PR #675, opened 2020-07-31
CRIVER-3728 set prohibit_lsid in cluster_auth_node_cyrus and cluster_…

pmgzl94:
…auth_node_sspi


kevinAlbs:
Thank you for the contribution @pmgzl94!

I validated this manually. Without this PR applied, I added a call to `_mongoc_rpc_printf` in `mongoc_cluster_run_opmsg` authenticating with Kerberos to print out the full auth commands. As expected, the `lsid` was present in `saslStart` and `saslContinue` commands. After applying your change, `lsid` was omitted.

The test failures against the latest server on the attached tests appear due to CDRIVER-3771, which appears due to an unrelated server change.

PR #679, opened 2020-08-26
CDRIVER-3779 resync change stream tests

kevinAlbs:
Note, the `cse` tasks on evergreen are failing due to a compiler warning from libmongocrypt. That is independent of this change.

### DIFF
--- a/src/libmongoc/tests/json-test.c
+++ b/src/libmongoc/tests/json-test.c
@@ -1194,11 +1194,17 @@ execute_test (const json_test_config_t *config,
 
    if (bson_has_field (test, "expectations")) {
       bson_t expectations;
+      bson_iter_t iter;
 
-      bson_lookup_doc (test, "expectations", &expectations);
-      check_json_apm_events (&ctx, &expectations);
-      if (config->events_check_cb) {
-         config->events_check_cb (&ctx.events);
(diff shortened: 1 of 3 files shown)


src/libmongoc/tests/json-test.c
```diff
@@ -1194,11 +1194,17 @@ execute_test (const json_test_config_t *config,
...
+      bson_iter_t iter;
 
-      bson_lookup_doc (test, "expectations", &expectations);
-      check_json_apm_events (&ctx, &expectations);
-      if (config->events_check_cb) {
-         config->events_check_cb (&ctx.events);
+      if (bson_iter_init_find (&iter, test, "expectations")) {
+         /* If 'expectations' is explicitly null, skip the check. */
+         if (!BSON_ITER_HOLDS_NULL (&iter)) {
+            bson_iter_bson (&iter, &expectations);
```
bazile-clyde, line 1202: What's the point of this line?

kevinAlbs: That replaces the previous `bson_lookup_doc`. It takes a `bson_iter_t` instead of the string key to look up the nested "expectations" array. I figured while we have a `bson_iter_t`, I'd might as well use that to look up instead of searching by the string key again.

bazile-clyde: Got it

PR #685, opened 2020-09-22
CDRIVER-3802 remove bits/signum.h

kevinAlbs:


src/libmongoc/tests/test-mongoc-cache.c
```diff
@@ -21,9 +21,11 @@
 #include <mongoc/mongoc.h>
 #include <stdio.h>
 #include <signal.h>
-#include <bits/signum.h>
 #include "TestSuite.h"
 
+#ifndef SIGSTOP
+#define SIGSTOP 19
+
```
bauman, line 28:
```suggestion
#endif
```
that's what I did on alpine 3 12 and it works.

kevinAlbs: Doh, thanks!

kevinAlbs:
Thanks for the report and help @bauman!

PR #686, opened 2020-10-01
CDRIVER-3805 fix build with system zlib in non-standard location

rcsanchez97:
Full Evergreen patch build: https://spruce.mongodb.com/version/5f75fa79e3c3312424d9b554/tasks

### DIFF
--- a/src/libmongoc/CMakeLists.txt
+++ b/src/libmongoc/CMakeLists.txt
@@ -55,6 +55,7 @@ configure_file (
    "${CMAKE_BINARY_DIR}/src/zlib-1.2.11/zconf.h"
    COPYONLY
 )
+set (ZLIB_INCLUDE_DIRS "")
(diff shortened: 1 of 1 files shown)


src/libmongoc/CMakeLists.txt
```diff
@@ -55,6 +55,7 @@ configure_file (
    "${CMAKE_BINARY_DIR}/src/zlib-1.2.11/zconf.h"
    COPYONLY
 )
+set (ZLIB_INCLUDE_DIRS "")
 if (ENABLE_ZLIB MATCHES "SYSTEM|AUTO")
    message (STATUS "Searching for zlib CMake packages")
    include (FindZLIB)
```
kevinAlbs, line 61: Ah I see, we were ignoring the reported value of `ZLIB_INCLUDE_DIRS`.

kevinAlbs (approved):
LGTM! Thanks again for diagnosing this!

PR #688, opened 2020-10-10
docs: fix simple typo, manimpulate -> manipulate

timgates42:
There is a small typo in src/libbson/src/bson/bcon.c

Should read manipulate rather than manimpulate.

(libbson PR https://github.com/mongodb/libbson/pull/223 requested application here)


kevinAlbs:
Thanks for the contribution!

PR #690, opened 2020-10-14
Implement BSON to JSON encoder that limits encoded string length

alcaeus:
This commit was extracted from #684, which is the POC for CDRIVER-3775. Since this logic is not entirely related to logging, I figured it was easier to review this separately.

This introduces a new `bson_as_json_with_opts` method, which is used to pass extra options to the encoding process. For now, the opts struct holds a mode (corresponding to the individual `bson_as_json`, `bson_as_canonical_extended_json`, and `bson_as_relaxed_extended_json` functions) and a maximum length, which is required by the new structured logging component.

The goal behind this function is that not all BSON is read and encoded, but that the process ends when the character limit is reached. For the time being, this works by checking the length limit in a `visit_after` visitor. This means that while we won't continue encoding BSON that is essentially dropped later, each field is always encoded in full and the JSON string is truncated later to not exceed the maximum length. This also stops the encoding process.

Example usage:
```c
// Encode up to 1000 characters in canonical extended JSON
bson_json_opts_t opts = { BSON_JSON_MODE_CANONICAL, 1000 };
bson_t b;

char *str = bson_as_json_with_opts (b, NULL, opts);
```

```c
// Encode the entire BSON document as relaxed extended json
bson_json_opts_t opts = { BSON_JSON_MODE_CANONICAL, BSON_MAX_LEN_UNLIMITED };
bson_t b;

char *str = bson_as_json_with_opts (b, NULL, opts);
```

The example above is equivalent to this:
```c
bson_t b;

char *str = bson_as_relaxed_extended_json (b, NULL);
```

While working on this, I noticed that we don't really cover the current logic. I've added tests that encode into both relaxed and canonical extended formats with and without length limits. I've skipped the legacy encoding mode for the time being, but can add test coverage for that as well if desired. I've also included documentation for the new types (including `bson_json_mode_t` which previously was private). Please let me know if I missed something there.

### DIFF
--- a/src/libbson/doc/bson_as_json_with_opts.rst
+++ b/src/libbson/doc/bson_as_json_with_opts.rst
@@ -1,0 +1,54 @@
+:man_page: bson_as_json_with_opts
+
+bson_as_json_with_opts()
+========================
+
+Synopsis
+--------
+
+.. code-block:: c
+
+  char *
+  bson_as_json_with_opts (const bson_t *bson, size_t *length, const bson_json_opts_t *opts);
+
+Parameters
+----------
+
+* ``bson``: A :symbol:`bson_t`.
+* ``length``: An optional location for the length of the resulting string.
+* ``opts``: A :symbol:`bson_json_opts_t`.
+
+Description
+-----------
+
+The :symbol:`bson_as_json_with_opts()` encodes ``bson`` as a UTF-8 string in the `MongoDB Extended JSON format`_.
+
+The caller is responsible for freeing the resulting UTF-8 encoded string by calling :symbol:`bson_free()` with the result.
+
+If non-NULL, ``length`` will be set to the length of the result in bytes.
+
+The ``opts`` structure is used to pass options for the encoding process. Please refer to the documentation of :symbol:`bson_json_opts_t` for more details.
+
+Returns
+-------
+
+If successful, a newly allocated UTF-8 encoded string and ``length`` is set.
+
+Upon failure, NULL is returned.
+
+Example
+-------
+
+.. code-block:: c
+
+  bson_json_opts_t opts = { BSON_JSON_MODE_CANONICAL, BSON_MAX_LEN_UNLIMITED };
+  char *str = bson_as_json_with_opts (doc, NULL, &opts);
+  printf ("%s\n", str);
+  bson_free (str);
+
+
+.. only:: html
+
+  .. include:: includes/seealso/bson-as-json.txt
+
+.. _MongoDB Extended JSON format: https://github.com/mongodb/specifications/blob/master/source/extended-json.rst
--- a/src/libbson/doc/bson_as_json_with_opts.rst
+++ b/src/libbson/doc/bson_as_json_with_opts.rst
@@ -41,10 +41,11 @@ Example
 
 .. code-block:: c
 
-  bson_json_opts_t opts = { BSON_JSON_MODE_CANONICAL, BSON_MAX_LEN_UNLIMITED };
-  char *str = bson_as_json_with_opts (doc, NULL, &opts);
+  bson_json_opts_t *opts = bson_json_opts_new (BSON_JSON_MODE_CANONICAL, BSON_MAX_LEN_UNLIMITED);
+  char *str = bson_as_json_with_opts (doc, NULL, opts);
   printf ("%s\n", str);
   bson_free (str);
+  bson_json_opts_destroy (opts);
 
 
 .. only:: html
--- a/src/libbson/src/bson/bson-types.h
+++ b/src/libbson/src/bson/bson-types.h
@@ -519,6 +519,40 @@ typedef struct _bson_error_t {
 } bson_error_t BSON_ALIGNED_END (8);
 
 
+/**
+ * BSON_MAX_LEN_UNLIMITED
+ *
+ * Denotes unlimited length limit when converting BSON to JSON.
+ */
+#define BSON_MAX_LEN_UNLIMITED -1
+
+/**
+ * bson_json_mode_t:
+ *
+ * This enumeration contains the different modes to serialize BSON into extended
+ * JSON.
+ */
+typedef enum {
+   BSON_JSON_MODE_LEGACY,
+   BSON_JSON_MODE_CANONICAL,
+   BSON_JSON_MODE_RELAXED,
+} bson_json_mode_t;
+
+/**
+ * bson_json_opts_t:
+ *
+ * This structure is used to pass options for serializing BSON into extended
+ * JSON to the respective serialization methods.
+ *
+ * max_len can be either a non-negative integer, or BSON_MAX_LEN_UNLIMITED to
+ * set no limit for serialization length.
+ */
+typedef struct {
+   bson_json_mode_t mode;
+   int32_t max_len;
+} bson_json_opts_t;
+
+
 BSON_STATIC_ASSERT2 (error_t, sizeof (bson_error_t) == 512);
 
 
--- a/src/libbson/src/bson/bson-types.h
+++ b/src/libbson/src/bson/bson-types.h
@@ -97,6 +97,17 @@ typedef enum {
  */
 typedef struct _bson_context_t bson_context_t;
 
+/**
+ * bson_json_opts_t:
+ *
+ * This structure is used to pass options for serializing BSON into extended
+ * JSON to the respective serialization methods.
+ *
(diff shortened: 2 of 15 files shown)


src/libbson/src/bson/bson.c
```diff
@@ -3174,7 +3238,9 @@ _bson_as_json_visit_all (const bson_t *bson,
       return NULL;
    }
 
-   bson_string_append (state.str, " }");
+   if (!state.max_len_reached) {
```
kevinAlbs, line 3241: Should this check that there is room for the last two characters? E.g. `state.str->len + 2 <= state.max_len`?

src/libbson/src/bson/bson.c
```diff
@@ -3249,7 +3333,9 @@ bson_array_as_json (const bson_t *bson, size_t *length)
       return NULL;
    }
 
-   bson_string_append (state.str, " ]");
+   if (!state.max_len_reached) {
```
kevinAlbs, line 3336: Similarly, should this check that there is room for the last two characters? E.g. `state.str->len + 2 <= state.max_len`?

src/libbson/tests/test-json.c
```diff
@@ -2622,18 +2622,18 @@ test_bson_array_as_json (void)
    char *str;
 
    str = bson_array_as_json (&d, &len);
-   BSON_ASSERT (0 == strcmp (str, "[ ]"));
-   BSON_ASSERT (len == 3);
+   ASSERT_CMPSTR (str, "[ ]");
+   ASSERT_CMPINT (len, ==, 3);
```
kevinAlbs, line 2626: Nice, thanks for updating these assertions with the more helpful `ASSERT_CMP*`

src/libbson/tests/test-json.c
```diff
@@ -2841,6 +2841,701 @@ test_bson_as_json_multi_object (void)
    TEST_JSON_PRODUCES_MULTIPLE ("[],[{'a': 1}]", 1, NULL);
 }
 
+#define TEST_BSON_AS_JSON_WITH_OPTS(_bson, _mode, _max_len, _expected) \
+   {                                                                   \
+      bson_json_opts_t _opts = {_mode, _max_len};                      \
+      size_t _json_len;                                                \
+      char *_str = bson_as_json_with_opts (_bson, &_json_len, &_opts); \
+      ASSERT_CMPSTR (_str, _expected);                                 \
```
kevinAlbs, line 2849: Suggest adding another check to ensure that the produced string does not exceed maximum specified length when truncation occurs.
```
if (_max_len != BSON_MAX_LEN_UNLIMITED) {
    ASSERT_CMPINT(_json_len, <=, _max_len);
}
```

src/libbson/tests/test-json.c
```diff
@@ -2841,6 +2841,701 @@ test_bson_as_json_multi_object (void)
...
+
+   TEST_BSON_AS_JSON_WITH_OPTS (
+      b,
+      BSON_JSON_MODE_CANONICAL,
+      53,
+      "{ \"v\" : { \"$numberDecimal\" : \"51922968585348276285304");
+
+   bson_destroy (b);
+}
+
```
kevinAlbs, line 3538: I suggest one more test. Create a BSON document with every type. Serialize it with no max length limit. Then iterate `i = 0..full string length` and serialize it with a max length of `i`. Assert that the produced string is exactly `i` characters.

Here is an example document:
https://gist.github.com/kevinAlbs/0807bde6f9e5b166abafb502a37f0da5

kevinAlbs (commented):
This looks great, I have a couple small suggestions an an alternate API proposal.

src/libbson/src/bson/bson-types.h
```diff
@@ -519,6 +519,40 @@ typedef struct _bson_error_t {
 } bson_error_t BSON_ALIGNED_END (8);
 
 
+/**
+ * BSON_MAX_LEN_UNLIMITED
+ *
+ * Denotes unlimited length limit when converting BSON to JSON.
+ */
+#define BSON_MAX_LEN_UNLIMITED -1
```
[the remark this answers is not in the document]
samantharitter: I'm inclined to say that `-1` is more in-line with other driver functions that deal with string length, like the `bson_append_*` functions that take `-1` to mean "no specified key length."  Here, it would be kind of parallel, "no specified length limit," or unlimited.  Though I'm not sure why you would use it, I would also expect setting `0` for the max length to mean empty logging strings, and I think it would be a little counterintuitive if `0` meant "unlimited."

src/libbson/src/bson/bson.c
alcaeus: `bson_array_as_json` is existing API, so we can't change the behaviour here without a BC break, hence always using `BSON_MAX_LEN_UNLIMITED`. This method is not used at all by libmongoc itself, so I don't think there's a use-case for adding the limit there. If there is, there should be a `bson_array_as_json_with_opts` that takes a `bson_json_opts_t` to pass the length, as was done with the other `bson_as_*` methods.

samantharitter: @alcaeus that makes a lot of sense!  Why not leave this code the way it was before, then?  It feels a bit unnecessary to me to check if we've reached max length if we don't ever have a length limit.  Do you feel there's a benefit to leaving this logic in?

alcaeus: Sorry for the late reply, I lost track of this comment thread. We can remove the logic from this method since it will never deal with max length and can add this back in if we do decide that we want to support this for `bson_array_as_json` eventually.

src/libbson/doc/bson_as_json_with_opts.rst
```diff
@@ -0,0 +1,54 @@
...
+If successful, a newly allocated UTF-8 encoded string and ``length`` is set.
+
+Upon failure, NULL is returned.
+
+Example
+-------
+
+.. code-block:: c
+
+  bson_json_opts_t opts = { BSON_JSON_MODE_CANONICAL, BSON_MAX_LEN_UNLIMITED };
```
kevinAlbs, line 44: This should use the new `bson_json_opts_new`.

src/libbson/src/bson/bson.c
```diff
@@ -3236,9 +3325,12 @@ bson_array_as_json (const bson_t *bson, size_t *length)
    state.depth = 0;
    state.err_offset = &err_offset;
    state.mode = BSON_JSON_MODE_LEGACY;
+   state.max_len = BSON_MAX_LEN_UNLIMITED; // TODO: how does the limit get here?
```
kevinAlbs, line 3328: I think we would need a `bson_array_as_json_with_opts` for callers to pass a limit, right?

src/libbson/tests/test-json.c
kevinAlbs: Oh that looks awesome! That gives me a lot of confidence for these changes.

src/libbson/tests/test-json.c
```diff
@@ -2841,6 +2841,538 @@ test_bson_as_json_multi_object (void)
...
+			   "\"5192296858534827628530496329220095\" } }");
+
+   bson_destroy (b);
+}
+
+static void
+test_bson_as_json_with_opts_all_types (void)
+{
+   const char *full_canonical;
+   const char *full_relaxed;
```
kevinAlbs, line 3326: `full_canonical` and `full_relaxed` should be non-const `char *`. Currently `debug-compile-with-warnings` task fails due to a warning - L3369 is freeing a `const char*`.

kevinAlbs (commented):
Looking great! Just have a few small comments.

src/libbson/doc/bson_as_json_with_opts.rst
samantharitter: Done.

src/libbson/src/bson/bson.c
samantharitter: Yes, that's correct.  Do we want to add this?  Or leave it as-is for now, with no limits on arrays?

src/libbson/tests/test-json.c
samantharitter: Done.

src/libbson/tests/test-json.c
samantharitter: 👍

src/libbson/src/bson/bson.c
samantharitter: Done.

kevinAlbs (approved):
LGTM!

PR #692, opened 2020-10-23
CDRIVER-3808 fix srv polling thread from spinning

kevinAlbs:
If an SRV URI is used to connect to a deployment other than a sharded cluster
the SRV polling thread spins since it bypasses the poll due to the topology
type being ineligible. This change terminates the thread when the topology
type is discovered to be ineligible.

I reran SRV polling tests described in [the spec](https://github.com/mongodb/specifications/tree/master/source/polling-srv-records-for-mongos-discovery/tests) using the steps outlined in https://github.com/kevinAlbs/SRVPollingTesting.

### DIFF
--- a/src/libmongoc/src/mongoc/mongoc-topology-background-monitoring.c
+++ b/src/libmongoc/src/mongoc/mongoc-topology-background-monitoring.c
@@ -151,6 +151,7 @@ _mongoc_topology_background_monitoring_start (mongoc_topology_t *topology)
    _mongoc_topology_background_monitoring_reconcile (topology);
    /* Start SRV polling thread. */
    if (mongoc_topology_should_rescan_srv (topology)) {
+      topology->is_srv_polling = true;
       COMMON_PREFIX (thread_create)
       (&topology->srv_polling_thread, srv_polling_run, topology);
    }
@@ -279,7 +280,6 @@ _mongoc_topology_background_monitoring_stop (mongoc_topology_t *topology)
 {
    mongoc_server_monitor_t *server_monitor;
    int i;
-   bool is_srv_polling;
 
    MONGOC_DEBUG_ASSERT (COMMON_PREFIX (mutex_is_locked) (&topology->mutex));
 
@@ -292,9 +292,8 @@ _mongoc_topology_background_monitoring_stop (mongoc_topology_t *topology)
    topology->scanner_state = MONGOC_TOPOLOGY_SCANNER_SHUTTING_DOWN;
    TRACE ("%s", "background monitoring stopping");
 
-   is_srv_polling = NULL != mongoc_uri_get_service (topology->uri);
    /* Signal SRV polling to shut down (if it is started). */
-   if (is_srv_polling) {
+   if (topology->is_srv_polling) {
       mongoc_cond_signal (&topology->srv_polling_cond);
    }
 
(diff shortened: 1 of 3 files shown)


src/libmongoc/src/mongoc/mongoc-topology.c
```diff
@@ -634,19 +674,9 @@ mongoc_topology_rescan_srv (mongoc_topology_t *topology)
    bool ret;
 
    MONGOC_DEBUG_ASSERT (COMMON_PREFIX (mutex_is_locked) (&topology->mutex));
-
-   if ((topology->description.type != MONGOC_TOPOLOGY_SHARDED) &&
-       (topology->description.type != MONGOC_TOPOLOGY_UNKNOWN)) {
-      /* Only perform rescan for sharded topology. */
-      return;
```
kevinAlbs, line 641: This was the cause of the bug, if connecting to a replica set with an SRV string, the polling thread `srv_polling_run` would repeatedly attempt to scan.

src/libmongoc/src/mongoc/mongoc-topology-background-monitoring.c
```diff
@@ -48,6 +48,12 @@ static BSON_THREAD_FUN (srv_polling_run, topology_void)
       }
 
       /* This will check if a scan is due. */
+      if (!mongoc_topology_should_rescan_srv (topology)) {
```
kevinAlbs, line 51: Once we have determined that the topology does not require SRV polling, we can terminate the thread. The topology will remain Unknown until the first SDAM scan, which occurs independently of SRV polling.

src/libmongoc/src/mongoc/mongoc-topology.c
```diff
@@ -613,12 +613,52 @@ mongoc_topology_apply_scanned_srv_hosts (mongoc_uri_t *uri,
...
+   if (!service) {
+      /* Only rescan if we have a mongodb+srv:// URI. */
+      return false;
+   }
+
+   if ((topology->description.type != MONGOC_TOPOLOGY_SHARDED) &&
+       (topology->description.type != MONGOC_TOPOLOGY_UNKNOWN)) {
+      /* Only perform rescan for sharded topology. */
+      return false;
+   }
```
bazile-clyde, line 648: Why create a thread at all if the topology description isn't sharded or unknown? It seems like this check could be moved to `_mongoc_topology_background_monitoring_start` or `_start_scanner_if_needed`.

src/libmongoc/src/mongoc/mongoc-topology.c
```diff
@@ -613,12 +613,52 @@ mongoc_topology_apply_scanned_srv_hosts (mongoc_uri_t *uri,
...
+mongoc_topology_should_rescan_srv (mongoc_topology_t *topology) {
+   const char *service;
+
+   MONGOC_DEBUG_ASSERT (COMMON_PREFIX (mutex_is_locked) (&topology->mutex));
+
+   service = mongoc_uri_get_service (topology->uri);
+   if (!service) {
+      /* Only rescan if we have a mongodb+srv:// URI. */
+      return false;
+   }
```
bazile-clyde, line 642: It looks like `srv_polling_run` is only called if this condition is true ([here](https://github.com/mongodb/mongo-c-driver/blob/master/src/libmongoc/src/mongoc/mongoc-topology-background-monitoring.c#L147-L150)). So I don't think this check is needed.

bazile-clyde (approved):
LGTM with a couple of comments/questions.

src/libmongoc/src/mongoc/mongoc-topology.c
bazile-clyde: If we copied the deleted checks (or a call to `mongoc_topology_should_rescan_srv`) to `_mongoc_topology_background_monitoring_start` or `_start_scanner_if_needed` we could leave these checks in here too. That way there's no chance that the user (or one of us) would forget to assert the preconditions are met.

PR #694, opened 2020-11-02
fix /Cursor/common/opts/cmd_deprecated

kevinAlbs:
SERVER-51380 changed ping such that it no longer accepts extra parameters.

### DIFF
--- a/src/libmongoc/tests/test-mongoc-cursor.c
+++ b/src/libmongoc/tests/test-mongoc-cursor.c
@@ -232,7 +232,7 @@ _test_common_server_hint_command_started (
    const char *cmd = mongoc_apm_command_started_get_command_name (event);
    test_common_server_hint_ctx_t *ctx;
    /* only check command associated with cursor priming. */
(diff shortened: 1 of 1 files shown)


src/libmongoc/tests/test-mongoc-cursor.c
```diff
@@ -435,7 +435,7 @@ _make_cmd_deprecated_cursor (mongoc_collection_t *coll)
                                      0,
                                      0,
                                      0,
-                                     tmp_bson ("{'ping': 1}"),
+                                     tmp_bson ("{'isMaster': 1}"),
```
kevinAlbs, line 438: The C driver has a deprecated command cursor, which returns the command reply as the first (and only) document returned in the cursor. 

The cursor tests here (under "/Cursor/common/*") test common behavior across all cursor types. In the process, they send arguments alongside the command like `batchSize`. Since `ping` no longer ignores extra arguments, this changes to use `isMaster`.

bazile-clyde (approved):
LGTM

★ ★ ★ ★ ★ ★ ★

(Task item): Nothing but the lines from the top of the records down to the line with "Thank you for the contribution @pmgzl94!" belongs in the answer; repeat them exactly.

(Task solution):
PR #675, opened 2020-07-31
CRIVER-3728 set prohibit_lsid in cluster_auth_node_cyrus and cluster_…

pmgzl94:
…auth_node_sspi


kevinAlbs:
Thank you for the contribution @pmgzl94!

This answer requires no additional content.